## Your objective
Read through the records below and copy each line that uses the word "unbuffered".
START Exercise input
Issue #2507, opened 2018-10-07
esp32 serial console doesn't show output until enter pressed


tomsci:
### Expected behavior

When using the interactive Lua console on the serial port, on ESP8266's you get the characters echoed while you type.

### Actual behavior

On the ESP32 port, you see nothing while typing, then the entire line is printed correctly when you press enter.

### Test code

N/A

### NodeMCU version

dev-esp32 branch, as of 2018-10-07, bf5808495ce5265916883b2e15f095241ea052bc

### Hardware

Adafruit HUZZAH32 ESP32 Feather (using SiLabs CP2104 USB-to-serial chip)

### Notes

I have a patch which fixes this, it seems to be an issue with the changed libc implementation defaulting to buffered I/O on stdout and the solution is to configure it to be unbuffered. PR to follow.

PR #2508, opened 2018-10-07
Set stdout to unbuffered

tomsci:
Fixes issue #2507. 

- _Actually for the dev-esp32 branch_
- _Tested on Adafruit Feather esp32_
- _No documentation changes required_

Not sure if `lua_main()` is the best place to put this code, happy to move it earlier/later in the setup sequence if desired.

### DIFF
--- a/components/base_nodemcu/user_main.c
+++ b/components/base_nodemcu/user_main.c
@@ -165,6 +165,7 @@ void app_main (void)
 #endif
 
   console_init (&cfg, input_task);
+  setvbuf(stdout, NULL, _IONBF, 0);
 
   nodemcu_init ();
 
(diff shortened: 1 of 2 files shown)


devsaurus:
Thanks for the fix - I wasn't aware of this behavior.

For the location I'd like to avoid platform specific code inside the Lua code tree. If possible, please add the fix to [`app_main()`](https://github.com/nodemcu/nodemcu-firmware/blob/80e6cc1e7e9eaf8fc3e2a8b250f89e4214cd7525/components/base_nodemcu/user_main.c#L147). Probably after the call to `start_lua()`.

tomsci:
Have moved it to app_main just after console_init, on the basis that the earlier the better is best practice for configuring the stdio buffers.

PR #2519, opened 2018-10-12
Integrate prebuilt toolchains

ryanplusplus:

When I first cloned `dev` and attempted to build the toolchain per the instructions I was not enthused about all of the setup and then managed to fail to build the toolchain. This was frustrating enough that I didn't bother to dig further. I was, however, able to simply clone and build `dev-esp32` because it includes @jmattsson's pre-built toolchains and this led to me poking around and making a few small contributions.

This change includes the pre-built toolchain as a submodule on `dev` at the same path as on the `dev-esp32` branch and updates the makefile to use the pre-built toolchains. Because the pre-built toolchains are added at the end of the path, users with their own toolchain on the path will continue to use this over the integrated toolchain. I hope that this will reduce the barrier to entry for users to build their own firmware locally and ultimately lead to more contributions.


Makefile
```diff
@@ -78,6 +78,7 @@ else
 	else
 		ESPPORT = $(COMPORT)
 	endif
+	export PATH := $(PATH):$(TOP_DIR)/tools/toolchains/esp8266/bin/
```
ryanplusplus: Note that this is exported only to shells that `make` creates to run commands; it does not escape and affect the shell that invoked `make`.

sonaux:
I used [esp-open-sdk](https://github.com/pfalcon/esp-open-sdk) before as a source of toolchain. For last 2 weeks I am using this patch and it works ok.

devsaurus:
@jmattsson and I had an off-line discussion quite some months ago about the same topic. Should we dump https://github.com/nodemcu/nodemcu-firmware/blob/master/tools/esp-open-sdk.tar.xz and  reference the toolchain as a submodule?
The (yet unsolved) issues were:
- The linked repo contains builds for both esp8266 and esp32. This doubles up bandwidth and storage space compared to the current binary blob.
- Updating binaries for either toolchain adds even more space&bandwidth. For both esp8266 and esp32.

If I recall correctly, the conclusion back then was that adding the toolchains repo as a submodule is no improvement over the current situation on esp8266 branch after all.
What's needed IMO:
* Separate branches or even separate repos for esp8266 and esp32
* Have shallow (`--depth 1`) submodule clones of the toolchains

Discussions got stuck at some point because github doesn't allow fetching a random single SHA1 commit which is implied by shallow clones (github only allows this for HEAD of master). It reported "error: Server does not allow request for unadvertised object".

sonaux:
"Today I learned" that esp-open-sdk always been in tools subdirectory and you do not need to clone esp-open-sdk repository... You just need to know files are there and you need to extract them manually and create some shell script which will put them in PATH and only then you will be able to build the firmware.
When I first tried 'clone and make', I failed. Tried 'apt search xtensa', failed; googled "download xtensa-lx106-elf-gcc", found something... typical junior steps :)
What I want to say, submodule or not, lack of ready-to-use toolchain rises the bar for every potential user. 
I think 90M of binaries is better approach than 570M git submodule. What we need is to add some lines to Makefile to extract esp-open-sdk.tar.xz like it is done for esp-iot-sdk.

ryanplusplus:
@devsaurus When I read your comment regarding the binaries in the tar I had the same thought as @sonaux. I'm not particularly concerned about how the toolchain is packaged and only went this route to match `dev-esp32`. If I close this pull request and create a new one that extracts the tar when building to enable the "clone and make" workflow, would that be an acceptable solution?

ryanplusplus:
@jmattsson if you avoid changing the submodule URL it's (relatively) painless to switch submodules. So instead of having a generically named `toolchain` submodule, you'd have the version added to the name of the submodule. To switch to a new toolchain you'd remove the old toolchain submodule, add the new one, and update the makefile to path to the new submodule. Then, when someone gets the update, it will add the new submodule but leave the old submodule on disk (but not in the git index) and the only real pain is needing to delete the old submodule.

jmattsson:
@ryanplusplus Right. Is it possible to change the submodule name but not the path? Then again, it might not be a terrible idea to have e.g. `toolchain-20180613` and `toolchain-20181031` sitting next to each other to allow easy hopping back and forth in revisions across a toolchain switch. So the main pain for this approach then is the need for individual repos for each toolchain version (unless github support has improved), am I reading this correctly?

ryanplusplus:
> Is it possible to change the submodule name but not the path?

If you are asking whether you can change the submodule URL but keep the path the same (something like `tools/toolchain-20180613`) then yes, you technically can, but it is a pain for users. As far as I know it requires digging into `.git/` to wipe out the cached state from the old URL or (realistically) re-cloning the repo. It's a painful enough process that we generally either have versioned submodule paths or have a submodule that dynamically fetches the correct toolchain repo via an internal `git clone` with some makefile magic.

> So the main pain for this approach then is the need for individual repos for each toolchain version (unless github support has improved), am I reading this correctly?

I think so, but this doesn't seem like it would be very painful because the current toolchain under `tools/` hasn't been changed for 2 years. It's entirely possible that we'd never need to update the toolchain anyway. Thus it's a good idea to have a plan, but I don't anticipate having to execute it very often.

devsaurus:
> I don't suppose github has gained the support for shallow clones

No, we can't fetch shallow clones from branches. I just retried that and again ended up at the same blocker that github doesn't allow fetching by commit id. Following the discussions in related issues, it all seems to be about server-side load (or the avoidance thereof).
Consequentially, the whole concept of shallow clones is kind of absurd if one can only reference the *current* commit at HEAD of master. Consider the long delays between drops on our `master` branch. If it had a shallow clone of toolchains, then building from `master` would break instantly when the referenced toolchains repo gets a new commit.

I get the impression that we're barking up the wrong tree when we use a system for revision control and have to work around its revision control "feature" at the same time. Maybe `make` should just download a .tar.gz blob from a particular release in the pre-built toolchains repo.

jmattsson:
> If you are asking whether you can change the submodule URL but keep the path the same (something like `tools/toolchain`) then yes, you technically can, but it is a pain for users. As far as I know it requires digging into `.git/` to wipe out the cached state from the old URL or (realistically) re-cloning the repo. It's a painful enough process that at work we generally either use versioned submodule paths or have a submodule that dynamically fetches the correct toolchain repo via an internal `git clone` with some makefile magic.

That sort of thing has been my past experience, so I'm not surprised it hasn't changed. Thanks for confirming.

> this doesn't seem like it would be very painful because the current toolchain under `tools/` hasn't been changed for 2 years. It's entirely possible that we'd never need to update the toolchain anyway. Thus it's a good idea to have a plan, but I don't anticipate having to execute it very often.

During my time with nodemcu I believe we've updated the esp8266 toolchain once or maybe twice. The esp32 toolchain is a bit more of a moving target, with actual compiler fixes and features being needed to bring in, hence why I wrote the script to build the toolchains easily.

> I get the impression that we're barking up the wrong tree when we use a system for revision control and have to work around its revision control "feature" at the same time. Maybe `make` should just download a .tar.gz blob from a particular release in the pre-built toolchains repo.

This is certainly also an option. We already do it for the SDK. Main question in this approach is "where do we host the .tar.gz (or .tar.xz) file?"

ryanplusplus:
> This is certainly also an option. We already do it for the SDK. Main question in this approach is "where do we host the .tar.gz (or .tar.xz) file?"

You can host binaries using releases in GitHub.

jmattsson:
Fair point, the file size would be within the limits easily these days.

So it sounds like the favoured approach then is for me to set up a new repo which only has the toolchain build script(s), augment said script to package up each toolchain in a .tar.xz (far better compression than .gz), and then manually (can it be automated?) upload those as a release.

On the nodemcu repo side, someone would then add the necessary Makefile magic to fetch the correct toolchain bundle, extract it, and set the path before continuing on its merry way with the usual stuff.

ryanplusplus:
@jmattsson That sounds like a plan to me. One thing we need to make sure we have covered is that there needs to be some way for the make magic to know whether or not the toolchain is current. At work we include a text file containing the version in the toolchain blob that make can key off of to know whether a new blob needs to be downloaded.

We could probably also do this just by looking at the filename of the archive if we 1) commit to leaving it on disk after unpacking and 2) assume that the unpacked toolchain matches the downloaded archive.

jmattsson:
I'd suggest including a datestamp in the toolchain directory name, and then have that datestamp as a variable in the Makefile, similar to we have for the SDK version. That way we can simply have a dependency/target like:
```
tools/toolchain-$(TOOLCHAIN_VER)/esp8266/bin/xtensa-lx106-elf-gcc:
  # fetch into cache/
  # extract & touch
```

Then a toolchain upgrade from the nodemcu repo's point of view is simply changing the TOOLCHAIN_VER variable to the new value.

ryanplusplus:
That's fair. It makes it more challenging to remove other toolchains from the disk but that may not be a real concern.

jmattsson:
If we want we could also provide a `clean-old-toolchains` target that does it. Over all I see it as a benefit to not need to re-extract the toolchain if switching between branches/commits using different toolchain versions.

jmattsson:
Right... so is the consensus then that I should find some time to do the toolchain side of this?

jmattsson:
Alright, does someone want to take [this](https://github.com/jmattsson/esp-toolchains/releases/tag/20181105.0) for a spin? @ryanplusplus I'm looking at you ;)

ryanplusplus:
@jmattsson try this out: https://github.com/nodemcu/nodemcu-firmware/pull/2545

jmattsson:
Closing PR due to being superseded by #2545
END Exercise input
## Written answer
I have a patch which fixes this, it seems to be an issue with the changed libc implementation defaulting to buffered I/O on stdout and the solution is to configure it to be unbuffered. PR to follow.
Set stdout to unbuffered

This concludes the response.